# Forum Home Renovation Landscaping, Gardening & Outdoors  Colorbond fence with Creeping Fig

## dastrix

Does anyone know if Creeping fig will stick to colorbond? Im having issues getting it to grow upward.. it loves to grow outward  :Frown:

----------


## skot

If your keen on the creeping fig, attached some wire or plastic trellis between the posts...the vine will cover it in no time

----------


## dastrix

We've planted the figs (yes its the name mentioned above) 
Ive put some wire between the posts but its not doing much  :Frown:  likes to grow along the ground and under the fence.. 
I guess I need to attach its branches to the wire and teach it, right?? 
Trellis, this kinda stuff? Where cna i buy it and how can it attach to colorbond?

----------


## chromis

I'm trying to grow ficus pumila up a hardi fence and it wont do it. Loves growing up brick work , likes to follow the mortar. I suspect it likes the the uneven porous surface to sink it's little root suckers into. So I dont expect it would like growing on anything smooth, It would grow up a trellis.
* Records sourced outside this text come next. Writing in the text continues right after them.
PR #1419, opened 2026-08-07
refactor(console): decomposition wave 4 — wiring out of __init__, button routing, agent controller

rmusser01:
Wave 4 of the Console decomposition, per `Docs/superpowers/specs/2026-08-02-screen-decomposition-design.md`. Follows waves 1 (#1345), 2 (#1381) and 3 (#1408).

`chat_screen.py` **18,930 → 17,749 lines** (−1,181), `ChatScreen` **600 → 593 methods**.

## What lands

Wave 4 is different in kind from its predecessors: two of its three changes move code that is *already* owned elsewhere but still physically lives on the screen.

| | |
|---|---|
| `Console_Modules/wiring.py` — `build_console_controllers(screen)` | `__init__` **782 → 310** |
| `on_button_pressed` routed to its owning controllers | **381 → 233** |
| `Console_Modules/agent.py` — `ConsoleAgentController` (958 lines) | −535 |
| `Tests/Architecture/test_module_alias_reexports.py` | new guard (below) |

**Zero behaviour change** is the contract. The six relocated constructions are byte-identical after a `tokenize`-based `self`→`screen` rename (123 NAME tokens), and all six `Call` nodes are `ast.dump`-identical — reproduced independently by the reviewer. The one deliberate deletion is 35 lines of dead branch, in its own commit.

## The cost wave 3 flagged, now paid

Wave 3's spec note said `__init__` was "a real cost of this pattern, and the next wave's problem." It had reached **782 lines, 411 of them six controller constructions** — overhead that grew with every wave. Those now live in `wiring.py`, **verbatim**: every named keyword argument preserved character for character, only the call site relocated.

A reviewer on #1408 proposed collapsing this into per-controller dependency objects. That was declined then and is declined here: explicit signatures are what make a controller's dependencies readable, and a builder function relocates the call site without touching them.

## A dispatcher branch that outlived its button

Routing `on_button_pressed` surfaced a 35-line branch nothing could reach: the button carrying its id was deleted in `3b0374479`, and the id survives only as a CSS class on buttons whose ids take *other* branches. Dead twice over — the body also required a state that same commit retired.

Six of nineteen branches moved; **thirteen stayed, deliberately**. A branch coordinating two controllers stays on the screen (the wave-2 precedent), and five of the small ones pass the `Button.Pressed` event itself, so moving them would breach the no-events-in-a-controller invariant. An honest stays-list beats a flattering diff.

## The finding worth reading

**An import an extraction leaves behind can be load-bearing for tests.** Deleting the now-code-unused controller imports from `chat_screen.py` turns tests red, because tests reach them as `chat_screen_module.ConsoleDictationController` or `setattr(chat_screen_module, "…", …)`. Neither form is visible to an import-grep; the quoted one is not even an identifier.

I fixed this once with `# noqa: F401` markers — and the whole-branch review found **my fix wrong in both directions**: four classes marked that nothing reaches, six symbols reached that were unmarked, one in the same import block. An AST-accurate unused check was needed because these names appear in a dozen *comments*, which is what fooled the hand audit.

So the set is now **derived, not maintained**: `test_module_alias_reexports.py` recomputes it and fails if an at-risk import is unmarked. Mutation-verified — dropping one marker names the symbol and its 7 test sites — and it refuses to pass on an empty set, so it cannot rot into a no-op once task-3023 repoints the tests properly.

## Verification

- Serial, `-p no:randomly`: **117 passed, 1 failed** post-rebase across `Tests/Architecture/`, the three new test files, the geometry baseline, the worker-group guard and the responsiveness suite. The single failure is `test_persistent_diagnostic_inventory` — **red on clean dev**, filed as task-2768 and deliberately not rubber-stamped here.
- Earlier full sweeps: 257 + 537 passed across every file referencing a moved name; `pytest Tests/ --collect-only` → **32,016 collected, 0 errors**.
- The geometry baseline is byte-identical to dev and green.
- The ratchet is lowered to a live post-rebase `ast` measurement (17,749/593) and mutation-verified in both directions.
- Whole-branch review on the most capable model: one Important (the re-export set, fixed above), one Minor. No Critical.

Follow-ups filed: **3023** (repoint the alias-patching tests), **3024** (star `IndexError` on an empty title, pre-existing), **3025** (workspace rail row order is nondeterministic — possibly a product bug, not just a flaky test).

---
## Summary by cubic
Moves Console controller wiring out of `ChatScreen.__init__`, routes button handling to owning controllers, and extracts the agent cluster into `ConsoleAgentController` to shrink `chat_screen.py` with no behavior changes. Lowers the screen size ratchet and strengthens the guard protecting alias-based re-exports used by tests.

- **Refactors**
  - Moved six controller constructions verbatim to `UI/Console_Modules/wiring.py`; `__init__` 782→310 lines.
  - Routed six `on_button_pressed` branches to their controllers; 381→233 lines, and removed the dead `console-workspace-conversations-toggle` branch.
  - Extracted agent runtime into `UI/Console_Modules/agent.py` (`ConsoleAgentController`); screen now calls `self._agent.*` directly, dropping redundant delegations.
  - `chat_screen.py` shrank 18,930→17,749 lines; `ChatScreen` methods 600→593.

- **Tests and Guardrails**
  - Added `Tests/Architecture/test_module_alias_reexports.py` to derive and enforce `chat_screen` alias re-export markers; updated to ignore docstring mentions and scan only annotation subtrees, with a unit test; detector now matches `pyflakes` and mutation checks pass.
  - Lowered the screen size ratchet to 17,749 lines / 593 methods.
  - Added characterization tests for controller wiring, button routing, and the agent controller to assert no behavior change.

<sup>Written for commit 8432fbbcb7bfe24de5192a984ef7e24fa163a36f. Summary will update on new commits.</sup>

<a href="https://cubic.dev/pr/rmusser01/tldw_chatbook/pull/1419?utm_source=github" target="_blank" rel="noopener noreferrer" data-no-image-dialog="true"><picture><source media="(prefers-color-scheme: dark)" srcset="https://www.cubic.dev/buttons/review-in-cubic-dark.svg"><source media="(prefers-color-scheme: light)" srcset="https://www.cubic.dev/buttons/review-in-cubic-light.svg">Review in cubic</picture></a>


rmusser01:
## Qodo review — both findings addressed in `8432fbbcb`

### 2. "Alias test counts docstrings" — **correct, and a genuinely good catch**

This is a real false negative in a guard I added one commit earlier, and it is precisely the trap the guard exists to prevent. The function's own docstring claimed docstring mentions don't count as references; the implementation scanned every string `ast.Constant` for identifier tokens, and docstrings are string constants.

The consequence was not theoretical. I mutation-tested it: removing the `# noqa: F401` from **`ConsoleDictationController`** — 18 alias sites, the symbol whose deletion turned 28 tests red in the first place — left the guard **green**, because that name appears in a dozen docstrings in `chat_screen.py` and in zero expressions.

Fixed as suggested: string scanning is now restricted to annotation subtrees (`AnnAssign.annotation`, `arg.annotation`, `FunctionDef/AsyncFunctionDef.returns`). Evidence it works:

- The detector's unreferenced set is now **37**, matching pyflakes' F401 count exactly (it was excluding the docstring-mentioned ones before).
- The at-risk set is 8, matching the ground truth I computed independently via pyflakes.
- The mutation now **fails** with `ConsoleDictationController (line 71, 18 test site(s))`.
- `test_a_docstring_mention_does_not_count_as_a_reference` pins the case in both directions — a docstring-only name must be unreferenced, a quoted annotation and an expression use must not be — so the narrowing cannot be silently undone. That's the acceptance check the finding asked for.

### 1. "Repeated `run_test` size literals" — **addressed, but file-locally, not shared**

Named both sizes (`_ROUTING_SIZE`, `_AGENT_SECTION_SIZE`), which does what the rule is for: the intent is now explicit and one-point-updatable.

Deliberately **not** centralised into a shared "standard console test size", for two reasons worth recording:

1. **The neighbourhood contradicts the rule at scale.** 297 files and **3,932 call sites** in `Tests/` pass the tuple inline. Complying globally would make these two files the outlier, not the norm. (Same family as the finding on #1381, where a `_PascalCase` test helper was flagged against a convention 296 local classes already followed.)
2. **More importantly, a shared constant would be actively wrong here.** The Console shell is responsive — regions hide and show by width, and the geometry baseline pins *observed* truth at specific sizes. A repo-wide "standard console size" invites someone to change one value and silently alter what a dozen unrelated tests exercise. The sizes are not interchangeable; 160x44 and 180x48 were each chosen so a specific region is mounted and expanded. Both constants carry that reasoning in a comment.

### Verification

`Tests/Architecture/` → **33 passed, 1 failed**; the failure is `test_persistent_diagnostic_inventory`, **red on clean dev** and filed as task-2768 (regenerating it means signing off on new diagnostic owners in two modules this branch doesn't touch — exactly what its "review the diff first" gate exists to prevent). The two touched test files: **20 passed**.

It would grow up anything it could grip to. Dont use a plastic trellis use rough wood if anything.

----------


## chipps

This might sound dumb  :Redface:  
Is there a clear plastic film on the colourbond? 
Had a colourbond aviary roof, didn't know it was there till  it started to lift off after a while.  :Rolleyes:   Quite easy to peel away.

----------


## dastrix

The fence is brand new, i just want it covered with the fig. We chose the fence cause it was cheap... 
Theres no film on the colorbond. 
The fence runs east/west  :Frown:  but it loves to grow along the ground.. its strange.. perhaps ill get some trellis like you said from post to post.. 
Ill take a photo and show you what i mean..

----------